PR #395, opened 2019-08-12
Implement FIT writing support

gromit1811:
Generate FIT courses from tracks+waypoints. Waypoints get mapped to course
points (generic by default, left/right turns if waypoint names contain the
string "left"/"right" or their equivalents in German, French, Spanish,
Italian).

If the original track contains neither time stamps nor speed values,
a fixed speed of 10 km/h gets assigned to the whole course.

Resulting FIT files have been tested and are accepted by a Garmin Edge 130
unit, but are assumed to be usable with any GPS unit supporting FIT.

Track segement markers are ignored at the moment.


garmin_fit.cc
```diff
@@ -769,6 +880,478 @@ fit_read()
...
+}
+
+static void
+fit_collect_trackpt(const Waypoint* waypointp)
+{
+  course.push_back(FitCourseRecordPoint(*waypointp, false));
+}
+
+static void
+fit_collect_track_tlr(const route_head *rte)
```
GPSBabelDeveloper, line 1206: Should we have a generic version of this in, say, route.cc? Recomputing this seems like something we have in a few formats.

GPSBabelDeveloper (changes requested):
Sorry this fell off my radar. This looks gnarly to have worked through, but the implementation seems straight-forward.

Can you please flush this with a test case in testo.d/garmin_fit that verifies as much of the new code as possible? Then we can pull it into the project and not be afraid of breaking it in the future.

Thanx

garmin_fit.cc
gromit1811: ACK. This is pretty similar to what we're doing for Garmin units supported by jeeps. I just don't have the slightest idea about how an API for this should look like. Do you have a function in mind which may be called by formats operating on courses instead of tracks and which returns a course for each track (or calls a callback for each course)?

gromit1811:
> Sorry this fell off my radar. This looks gnarly to have worked through, but the implementation seems straight-forward.

Yes, once you understand the concepts behind this strange format called FIT, it's actually not that difficult. Then the remaining problem is just to find out which of the optional data fields (and in FIT, essentially everything is optional) you need to send to make the device happy...

> Can you please flush this with a test case in testo.d/garmin_fit that verifies as much of the new code as possible? Then we can pull it into the project and not be afraid of breaking it in the future.

ACK, will try (I'm on holiday the next two weeks, so this will take some time). A bit of documentation probably wouldn't hurt either.

BTW, another thing on my roadmap is to try to automatically create course points for turns on the track. My idea is to check the derivative of the heading between track points (possibly interpolated) and to create a course point if it exceeds a certain threshold. However, this is not FIT-specific, so I guess this would better be placed in a separate filter. What do you think?

garmin_fit.cc
```diff
@@ -769,6 +880,478 @@ fit_read()
...
+  // it.
+  u8buf.append(len - u8buf.size(), '\0');
+  gbfwrite(u8buf.data(), len, 1, fout);
+}
+
+
+static void
+fit_write_position(double pos) {
+  if (pos >= -180 && pos < 180) {
+    gbfputint32((pos / 180.0) * 0x7fffffff, fout);
```
tsteven4: Please use GPS_Math_Deg_To_Semi instead.

gromit1811: Thanks for your feedback, I changed this as requested in the updated pull request.

gromit1811:
Updated (and rebased to current master). This adds a test case as requested plus a bit of documentation.

gromit1811:
Just noticed the failing test case, most likely caused by me rebasing the pull request without updating the reference file used in the test case. I'll take care of this and probably also improve the test case to check more FIT write features. Please stand by (may take another few days).

tsteven4:
Possible fixes for windows test failure and compile warning (https://ci.appveyor.com/project/gpsbabel/gpsbabel/builds/28246156) are in the following diff file:

[garmin_fit.txt](https://github.com/gpsbabel/gpsbabel/files/3751710/garmin_fit.txt)

gromit1811:
> Possible fixes for windows test failure and compile warning (https://ci.appveyor.com/project/gpsbabel/gpsbabel/builds/28246156) are in the following diff file:
> 
> [garmin_fit.txt](https://github.com/gpsbabel/gpsbabel/files/3751710/garmin_fit.txt)

Thanks, applied (even though I don't fully understand why EOF is considered to be an error on Windows)!

The updated pull request also improves the FIT write test case by also checking course point handling and speed calculation. Plus the odometer field of course points gets assigned a proper value. Finally, I removed some trailing whitespace.

Ready for merge from my side, assuming the CI tests succeed.

tsteven4:
I didn't fully understand the windows failure either. 

I think it may have to do with restrictions when switching from reading to writing or writing to reading (see fopen):

> In update mode ('+'), both input and output may be performed, but output cannot be followed by input without an intervening call to fflush, fseek, fsetpos or rewind, and input cannot be followed by output without an intervening call to fseek, fsetpos or rewind, unless the input operation encountered end of file. In update mode, implementations are permitted to use binary mode even when text mode is specified. 

The restrictions are honored in the "Update file header CRC" code.
These restrictions are NOT honored in the "Write file CRC" code.

So even though the code now works on windows I think we are not strictly meeting the usage restrictions of update mode.

tsteven4:
Indeed the windows failure was related to switching from writing to reading.  A patch to honor these restrictions, and make it obvious that we are honoring the reading to writing restrictions by reverting a few lines of the last patch is:

[garminfit2.txt](https://github.com/gpsbabel/gpsbabel/files/3753275/garminfit2.txt)

gromit1811:
> Indeed the windows failure was related to switching from writing to reading. A patch to honor these restrictions, and make it obvious that we are honoring the reading to writing restrictions by reverting a few lines of the last patch is:

Good catch, thanks! I updated the pull request with your patch. So now it finally should be ready for merge.

GPSBabelDeveloper (approved):
Thanx for the additional work. I'm cool with this. This is a lovely addition.

PR #400, opened 2019-09-06
Fix manpage xml

jspricke:


GPSBabelDeveloper (approved):
That whole doc probably needs eyes on it if we're going to keep it. I didn't think it was used anywhere.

####################

Copy out all of the listing, exactly as it reads.

Solution for this exercise:
PR #395, opened 2019-08-12
Implement FIT writing support

gromit1811:
Generate FIT courses from tracks+waypoints. Waypoints get mapped to course
points (generic by default, left/right turns if waypoint names contain the
string "left"/"right" or their equivalents in German, French, Spanish,
Italian).

If the original track contains neither time stamps nor speed values,
a fixed speed of 10 km/h gets assigned to the whole course.

Resulting FIT files have been tested and are accepted by a Garmin Edge 130
unit, but are assumed to be usable with any GPS unit supporting FIT.

Track segement markers are ignored at the moment.


garmin_fit.cc
```diff
@@ -769,6 +880,478 @@ fit_read()
...
+}
+
+static void
+fit_collect_trackpt(const Waypoint* waypointp)
+{
+  course.push_back(FitCourseRecordPoint(*waypointp, false));
+}
+
+static void
+fit_collect_track_tlr(const route_head *rte)
```
GPSBabelDeveloper, line 1206: Should we have a generic version of this in, say, route.cc? Recomputing this seems like something we have in a few formats.

GPSBabelDeveloper (changes requested):
Sorry this fell off my radar. This looks gnarly to have worked through, but the implementation seems straight-forward.

Can you please flush this with a test case in testo.d/garmin_fit that verifies as much of the new code as possible? Then we can pull it into the project and not be afraid of breaking it in the future.

Thanx

garmin_fit.cc
gromit1811: ACK. This is pretty similar to what we're doing for Garmin units supported by jeeps. I just don't have the slightest idea about how an API for this should look like. Do you have a function in mind which may be called by formats operating on courses instead of tracks and which returns a course for each track (or calls a callback for each course)?

gromit1811:
> Sorry this fell off my radar. This looks gnarly to have worked through, but the implementation seems straight-forward.

Yes, once you understand the concepts behind this strange format called FIT, it's actually not that difficult. Then the remaining problem is just to find out which of the optional data fields (and in FIT, essentially everything is optional) you need to send to make the device happy...

> Can you please flush this with a test case in testo.d/garmin_fit that verifies as much of the new code as possible? Then we can pull it into the project and not be afraid of breaking it in the future.

ACK, will try (I'm on holiday the next two weeks, so this will take some time). A bit of documentation probably wouldn't hurt either.

BTW, another thing on my roadmap is to try to automatically create course points for turns on the track. My idea is to check the derivative of the heading between track points (possibly interpolated) and to create a course point if it exceeds a certain threshold. However, this is not FIT-specific, so I guess this would better be placed in a separate filter. What do you think?

garmin_fit.cc
```diff
@@ -769,6 +880,478 @@ fit_read()
...
+  // it.
+  u8buf.append(len - u8buf.size(), '\0');
+  gbfwrite(u8buf.data(), len, 1, fout);
+}
+
+
+static void
+fit_write_position(double pos) {
+  if (pos >= -180 && pos < 180) {
+    gbfputint32((pos / 180.0) * 0x7fffffff, fout);
```
tsteven4: Please use GPS_Math_Deg_To_Semi instead.

gromit1811: Thanks for your feedback, I changed this as requested in the updated pull request.

gromit1811:
Updated (and rebased to current master). This adds a test case as requested plus a bit of documentation.

gromit1811:
Just noticed the failing test case, most likely caused by me rebasing the pull request without updating the reference file used in the test case. I'll take care of this and probably also improve the test case to check more FIT write features. Please stand by (may take another few days).

tsteven4:
Possible fixes for windows test failure and compile warning (https://ci.appveyor.com/project/gpsbabel/gpsbabel/builds/28246156) are in the following diff file:

[garmin_fit.txt](https://github.com/gpsbabel/gpsbabel/files/3751710/garmin_fit.txt)

gromit1811:
> Possible fixes for windows test failure and compile warning (https://ci.appveyor.com/project/gpsbabel/gpsbabel/builds/28246156) are in the following diff file:
> 
> [garmin_fit.txt](https://github.com/gpsbabel/gpsbabel/files/3751710/garmin_fit.txt)

Thanks, applied (even though I don't fully understand why EOF is considered to be an error on Windows)!

The updated pull request also improves the FIT write test case by also checking course point handling and speed calculation. Plus the odometer field of course points gets assigned a proper value. Finally, I removed some trailing whitespace.

Ready for merge from my side, assuming the CI tests succeed.

tsteven4:
I didn't fully understand the windows failure either. 

I think it may have to do with restrictions when switching from reading to writing or writing to reading (see fopen):

> In update mode ('+'), both input and output may be performed, but output cannot be followed by input without an intervening call to fflush, fseek, fsetpos or rewind, and input cannot be followed by output without an intervening call to fseek, fsetpos or rewind, unless the input operation encountered end of file. In update mode, implementations are permitted to use binary mode even when text mode is specified. 

The restrictions are honored in the "Update file header CRC" code.
These restrictions are NOT honored in the "Write file CRC" code.

So even though the code now works on windows I think we are not strictly meeting the usage restrictions of update mode.

tsteven4:
Indeed the windows failure was related to switching from writing to reading.  A patch to honor these restrictions, and make it obvious that we are honoring the reading to writing restrictions by reverting a few lines of the last patch is:

[garminfit2.txt](https://github.com/gpsbabel/gpsbabel/files/3753275/garminfit2.txt)

gromit1811:
> Indeed the windows failure was related to switching from writing to reading. A patch to honor these restrictions, and make it obvious that we are honoring the reading to writing restrictions by reverting a few lines of the last patch is:

Good catch, thanks! I updated the pull request with your patch. So now it finally should be ready for merge.

GPSBabelDeveloper (approved):
Thanx for the additional work. I'm cool with this. This is a lovely addition.

PR #400, opened 2019-09-06
Fix manpage xml

jspricke:


GPSBabelDeveloper (approved):
That whole doc probably needs eyes on it if we're going to keep it. I didn't think it was used anywhere.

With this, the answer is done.